Below is our very first Sentinel 2A of Jakobshavn. This is band 3 (green) at 10 m processed non-optimally as 8 bits jpeg2000. It is notable sharper than the 15 m Landsat LC80090112016078LGN00_B8 in #1353 or as seen below. Note Jakobshavn is about to calve as can be seen in the Sentinel 1A radar image Espen posted above for 22 Mar 16.
To make a fair comparison, it takes a cloud-free day where all three satellites took in the calving front at a similar time of day, with all three optimally processed at 16-bit to the same geometry. The Landsat can then be bumped up to Sentinel 2A resolution and subtracted to show where and how image quality varies.
Does resolution matter? It does, but the advantage varies by glacier. For Jakobshavn, we would be looking for pre-calving indicators, water in crevasses, input from side features and seasonal velocity changes. At Petermann, the interest would be in crack propagation within the ice shelf, not so much in where it meets the ocean. At Zachariae, early signs of crevassing. At Pine Island, for issues as discussed at that forum.
For most purposes, the trade-off between better resolution but exploding file and image sizes reaches a point of diminishing returns. Thus Worldview-3, which we don't seem to have access to, has 20x better resolution than Sentinel 2A. However that means 400 times the file size. To display Jakobshavn's 5 km wide calving front with 0.5 m pixels takes a 10,000 pixel wide image, requiring lots of scrolling even on a 3x3 array of largest retinal resolution monitors.

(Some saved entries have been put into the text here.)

PR #742, opened 2022-09-07
Add sandbox type to project tracking commands

adamawang:
## Description and Context

Sandboxes would like to start tracking which type of sandbox users are using while uploading or deploying projects. This PR adds an extra `sandboxType` meta property to the tracking events for both `projects upload` and `projects deploy`

## Screenshots

Screen Shot 2022-09-07 at 15 11 18
Screen Shot 2022-09-07 at 15 11 24

## TODO

Sandboxes may identify more areas to add a sandbox type property, but these are all we have for now. 

## Who to Notify

@brandenrodgers @kemmerle


brandenrodgers (approved):
🚢

PR #743, opened 2022-09-08
Cleaning usage tracking metadata

brandenrodgers:
## Description and Context

Our usage tracking proxies through one of our BE services. That service has a set of hardcoded usage tracking fields that we allow. Any fields that aren't in the list will get filtered out. I'm cleaning up all of those fields that aren't ever making it into our usage tracking tool.

As a follow up to this, we will need to make some updates to the BE service:
- Support `sandboxType`
- Support `success`
- Remove `latest` because it's not used anymore. IMO it's not necessary to track this one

We are still wrestling over at the Zachariae forum with how to locate and download these images efficiently at the Amazon AWS mirror found by nukefix, which is somewhat funky but not nearly as funky as the ESA source. Here we want only bands 2-4 and none of ESA's auxillary files. That reduces the download from a gross 8.3 GB to 186 MB per band, a 98% reduction in aggravation.
While the 3 bands can be composited into a color RGB image, there is ordinarily very little color on an ice sheet. Looking at a limited sample, it appears that the red band alone B4 has the best contrast, notably in darker or shadowed regions. Thus for most forum users, this band alone can suffice.
The procedure is to zoom in on the Amazon map to the Jakobshavn calving front, see what coverage is available, collect the full file name and use it to construct the band 4 download link. One level of the folder hierarchy has to be guessed at -- if the '0' in orange below doesn't work, try '1', '2' etc.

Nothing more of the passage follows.